**Task goal:** Nothing in the entries may differ when you return them.

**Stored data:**
----------------

PR #399, opened 2020-04-25
Implement online entity detection

raphkim:
*Issue #, if available:*

*Description of changes:*
* Add configuration for `identifyEntities`
* Implement entities detection + entity match detection

### DIFF
--- a/aws-predictions/src/androidTest/java/com/amplifyframework/predictions/aws/AWSPredictionsIdentifyEntitiesTest.java
+++ b/aws-predictions/src/androidTest/java/com/amplifyframework/predictions/aws/AWSPredictionsIdentifyEntitiesTest.java
@@ -1,0 +1,94 @@
+/*
+ * Copyright 2020 Amazon.com, Inc. or its affiliates. All Rights Reserved.
+ *
+ * Licensed under the Apache License, Version 2.0 (the "License").
+ * You may not use this file except in compliance with the License.
+ * A copy of the License is located at
+ *
+ *  http://aws.amazon.com/apache2.0
+ *
+ * or in the "license" file accompanying this file. This file is distributed
+ * on an "AS IS" BASIS, WITHOUT WARRANTIES OR CONDITIONS OF ANY KIND, either
+ * express or implied. See the License for the specific language governing
+ * permissions and limitations under the License.
+ */
+
+package com.amplifyframework.predictions.aws;
+
+import android.content.Context;
+import android.graphics.Bitmap;
+
+import com.amplifyframework.predictions.PredictionsCategory;
+import com.amplifyframework.predictions.aws.test.R;
+import com.amplifyframework.predictions.models.EmotionType;
+import com.amplifyframework.predictions.models.EntityDetails;
+import com.amplifyframework.predictions.models.GenderBinaryType;
+import com.amplifyframework.predictions.models.IdentifyActionType;
+import com.amplifyframework.predictions.result.IdentifyEntitiesResult;
+import com.amplifyframework.testutils.Assets;
+import com.amplifyframework.testutils.FeatureAssert;
+import com.amplifyframework.testutils.sync.SynchronousMobileClient;
+import com.amplifyframework.testutils.sync.SynchronousPredictions;
+import com.amplifyframework.util.CollectionUtils;
+
+import org.junit.Before;
+import org.junit.Test;
+
+import java.util.Collections;
+
+import static androidx.test.core.app.ApplicationProvider.getApplicationContext;
+import static org.junit.Assert.assertFalse;
+import static org.junit.Assert.assertNotNull;
+import static org.junit.Assert.assertTrue;
+
+/**
+ * Tests that Predictions identify delivers a non-null
+ * entity detection result for valid input.
+ */
+public final class AWSPredictionsIdentifyEntitiesTest {
+
+    private static final IdentifyActionType TYPE = IdentifyActionType.DETECT_ENTITIES;
+
+    private SynchronousPredictions predictions;
+
+    /**
+     * Configure Predictions category before each test.
+     * @throws Exception if mobile client initialization fails
+     */
+    @Before
+    public void setUp() throws Exception {
+        Context context = getApplicationContext();
+
+        // Set up Auth
+        SynchronousMobileClient.instance().initialize();
+
+        // Delegate to Predictions category
+        PredictionsCategory asyncDelegate =
+                TestPredictionsCategory.create(context, R.raw.amplifyconfiguration);
+        predictions = SynchronousPredictions.delegatingTo(asyncDelegate);
+    }
+
+    /**
+     * Assert general entity detection works.
+     * @throws Exception if prediction fails
+     */
+    @Test
+    @SuppressWarnings("MagicNumber") // Jeff Bezos' current age
+    public void testIdentifyEntities() throws Exception {
+        final Bitmap image = Assets.readAsBitmap("jeff_bezos.jpg");
+
+        // Identify the entity inside given image and assert non-null result.
+        IdentifyEntitiesResult result = (IdentifyEntitiesResult) predictions.identify(TYPE, image);
+        assertNotNull(result);
+
+        // Assert that at least one entity is detected
+        assertFalse(CollectionUtils.isNullOrEmpty(result.getEntities()));
+        EntityDetails entity = result.getEntities().get(0);
+
+        // Assert features from detected entity
+        FeatureAssert.assertMatches(GenderBinaryType.MALE, entity.getGender());
+        FeatureAssert.assertMatches(EmotionType.HAPPY, Collections.max(entity.getEmotions()));
+        assertNotNull(entity.getAgeRange());
+        assertTrue(entity.getAgeRange().contains(56));
+    }
+}
--- a/aws-predictions/src/main/java/com/amplifyframework/predictions/aws/NetworkPolicy.java
+++ b/aws-predictions/src/main/java/com/amplifyframework/predictions/aws/NetworkPolicy.java
@@ -23,12 +23,6 @@ import androidx.annotation.NonNull;
  */
 public enum NetworkPolicy {
     /**
-     * Only use cloud resources to perform online Predictions
-     * operation.
-     */
-    ONLINE("online"),
-
-    /**
      * Only use local resources to perform offline Predictions
      * operation.
      */
--- a/aws-predictions/src/main/java/com/amplifyframework/predictions/aws/adapter/IdentifyResultTransformers.java
+++ b/aws-predictions/src/main/java/com/amplifyframework/predictions/aws/adapter/IdentifyResultTransformers.java
@@ -29,6 +29,7 @@ import com.amazonaws.services.rekognition.model.BoundingBox;
 import com.amazonaws.services.rekognition.model.FaceDetail;
 
 import java.util.ArrayList;
+import java.util.Arrays;
 import java.util.HashMap;
 import java.util.List;
 import java.util.Map;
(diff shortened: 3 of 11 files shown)


aws-predictions/src/main/java/com/amplifyframework/predictions/aws/service/AWSRekognitionService.java
```diff
@@ -114,6 +133,29 @@ void recognizeCelebrities(
...
+            } else {
+                int maxEntities = config.getMaxEntities();
+                String collectionId = config.getCollectionId();
+                List<EntityMatch> matches = detectEntityMatches(image, maxEntities, collectionId);
+                onSuccess.accept(IdentifyEntityMatchesResult.fromEntityMatches(matches));
+            }
+        } catch (PredictionsException exception) {
+            onError.accept(exception);
+        }
+
```
jamesonwilliams, line 156: nit: extra line

aws-predictions/src/main/java/com/amplifyframework/predictions/aws/configuration/IdentifyEntitiesConfiguration.java
```diff
@@ -0,0 +1,136 @@
...
+     */
+    public boolean isGeneralEntityDetection() {
+        return generalEntityDetection;
+    }
+
+    /**
+     * Returns true if configured to allow celebrity detection.
+     * @return true if configured to allow celebrity detection
+     */
+    public boolean celebrityDetectionEnabled() {
```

----------------

**Written response:**
PR #399, opened 2020-04-25
Implement online entity detection

raphkim:
*Issue #, if available:*

*Description of changes:*
* Add configuration for `identifyEntities`
* Implement entities detection + entity match detection

### DIFF
--- a/aws-predictions/src/androidTest/java/com/amplifyframework/predictions/aws/AWSPredictionsIdentifyEntitiesTest.java
+++ b/aws-predictions/src/androidTest/java/com/amplifyframework/predictions/aws/AWSPredictionsIdentifyEntitiesTest.java
@@ -1,0 +1,94 @@
+/*
+ * Copyright 2020 Amazon.com, Inc. or its affiliates. All Rights Reserved.
+ *
+ * Licensed under the Apache License, Version 2.0 (the "License").
+ * You may not use this file except in compliance with the License.
+ * A copy of the License is located at
+ *
+ *  http://aws.amazon.com/apache2.0
+ *
+ * or in the "license" file accompanying this file. This file is distributed
+ * on an "AS IS" BASIS, WITHOUT WARRANTIES OR CONDITIONS OF ANY KIND, either
+ * express or implied. See the License for the specific language governing
+ * permissions and limitations under the License.
+ */
+
+package com.amplifyframework.predictions.aws;
+
+import android.content.Context;
+import android.graphics.Bitmap;
+
+import com.amplifyframework.predictions.PredictionsCategory;
+import com.amplifyframework.predictions.aws.test.R;
+import com.amplifyframework.predictions.models.EmotionType;
+import com.amplifyframework.predictions.models.EntityDetails;
+import com.amplifyframework.predictions.models.GenderBinaryType;
+import com.amplifyframework.predictions.models.IdentifyActionType;
+import com.amplifyframework.predictions.result.IdentifyEntitiesResult;
+import com.amplifyframework.testutils.Assets;
+import com.amplifyframework.testutils.FeatureAssert;
+import com.amplifyframework.testutils.sync.SynchronousMobileClient;
+import com.amplifyframework.testutils.sync.SynchronousPredictions;
+import com.amplifyframework.util.CollectionUtils;
+
+import org.junit.Before;
+import org.junit.Test;
+
+import java.util.Collections;
+
+import static androidx.test.core.app.ApplicationProvider.getApplicationContext;
+import static org.junit.Assert.assertFalse;
+import static org.junit.Assert.assertNotNull;
+import static org.junit.Assert.assertTrue;
+
+/**
+ * Tests that Predictions identify delivers a non-null
+ * entity detection result for valid input.
+ */
+public final class AWSPredictionsIdentifyEntitiesTest {
+
+    private static final IdentifyActionType TYPE = IdentifyActionType.DETECT_ENTITIES;
+
+    private SynchronousPredictions predictions;
+
+    /**
+     * Configure Predictions category before each test.
+     * @throws Exception if mobile client initialization fails
+     */
+    @Before
+    public void setUp() throws Exception {
+        Context context = getApplicationContext();
+
+        // Set up Auth
+        SynchronousMobileClient.instance().initialize();
+
+        // Delegate to Predictions category
+        PredictionsCategory asyncDelegate =
+                TestPredictionsCategory.create(context, R.raw.amplifyconfiguration);
+        predictions = SynchronousPredictions.delegatingTo(asyncDelegate);
+    }
+
+    /**
+     * Assert general entity detection works.
+     * @throws Exception if prediction fails
+     */
+    @Test
+    @SuppressWarnings("MagicNumber") // Jeff Bezos' current age
+    public void testIdentifyEntities() throws Exception {
+        final Bitmap image = Assets.readAsBitmap("jeff_bezos.jpg");
+
+        // Identify the entity inside given image and assert non-null result.
+        IdentifyEntitiesResult result = (IdentifyEntitiesResult) predictions.identify(TYPE, image);
+        assertNotNull(result);
+
+        // Assert that at least one entity is detected
+        assertFalse(CollectionUtils.isNullOrEmpty(result.getEntities()));
+        EntityDetails entity = result.getEntities().get(0);
+
+        // Assert features from detected entity
+        FeatureAssert.assertMatches(GenderBinaryType.MALE, entity.getGender());
+        FeatureAssert.assertMatches(EmotionType.HAPPY, Collections.max(entity.getEmotions()));
+        assertNotNull(entity.getAgeRange());
+        assertTrue(entity.getAgeRange().contains(56));
+    }
+}
--- a/aws-predictions/src/main/java/com/amplifyframework/predictions/aws/NetworkPolicy.java
+++ b/aws-predictions/src/main/java/com/amplifyframework/predictions/aws/NetworkPolicy.java
@@ -23,12 +23,6 @@ import androidx.annotation.NonNull;
  */
 public enum NetworkPolicy {
     /**
-     * Only use cloud resources to perform online Predictions
-     * operation.
-     */
-    ONLINE("online"),
-
-    /**
      * Only use local resources to perform offline Predictions
      * operation.
      */
--- a/aws-predictions/src/main/java/com/amplifyframework/predictions/aws/adapter/IdentifyResultTransformers.java
+++ b/aws-predictions/src/main/java/com/amplifyframework/predictions/aws/adapter/IdentifyResultTransformers.java
@@ -29,6 +29,7 @@ import com.amazonaws.services.rekognition.model.BoundingBox;
 import com.amazonaws.services.rekognition.model.FaceDetail;
 
 import java.util.ArrayList;
+import java.util.Arrays;
 import java.util.HashMap;
 import java.util.List;
 import java.util.Map;
(diff shortened: 3 of 11 files shown)


aws-predictions/src/main/java/com/amplifyframework/predictions/aws/service/AWSRekognitionService.java
```diff
@@ -114,6 +133,29 @@ void recognizeCelebrities(
...
+            } else {
+                int maxEntities = config.getMaxEntities();
+                String collectionId = config.getCollectionId();
+                List<EntityMatch> matches = detectEntityMatches(image, maxEntities, collectionId);
+                onSuccess.accept(IdentifyEntityMatchesResult.fromEntityMatches(matches));
+            }
+        } catch (PredictionsException exception) {
+            onError.accept(exception);
+        }
+
```
jamesonwilliams, line 156: nit: extra line

aws-predictions/src/main/java/com/amplifyframework/predictions/aws/configuration/IdentifyEntitiesConfiguration.java
```diff
@@ -0,0 +1,136 @@
...
+     */
+    public boolean isGeneralEntityDetection() {
+        return generalEntityDetection;
+    }
+
+    /**
+     * Returns true if configured to allow celebrity detection.
+     * @return true if configured to allow celebrity detection
+     */
+    public boolean celebrityDetectionEnabled() {
```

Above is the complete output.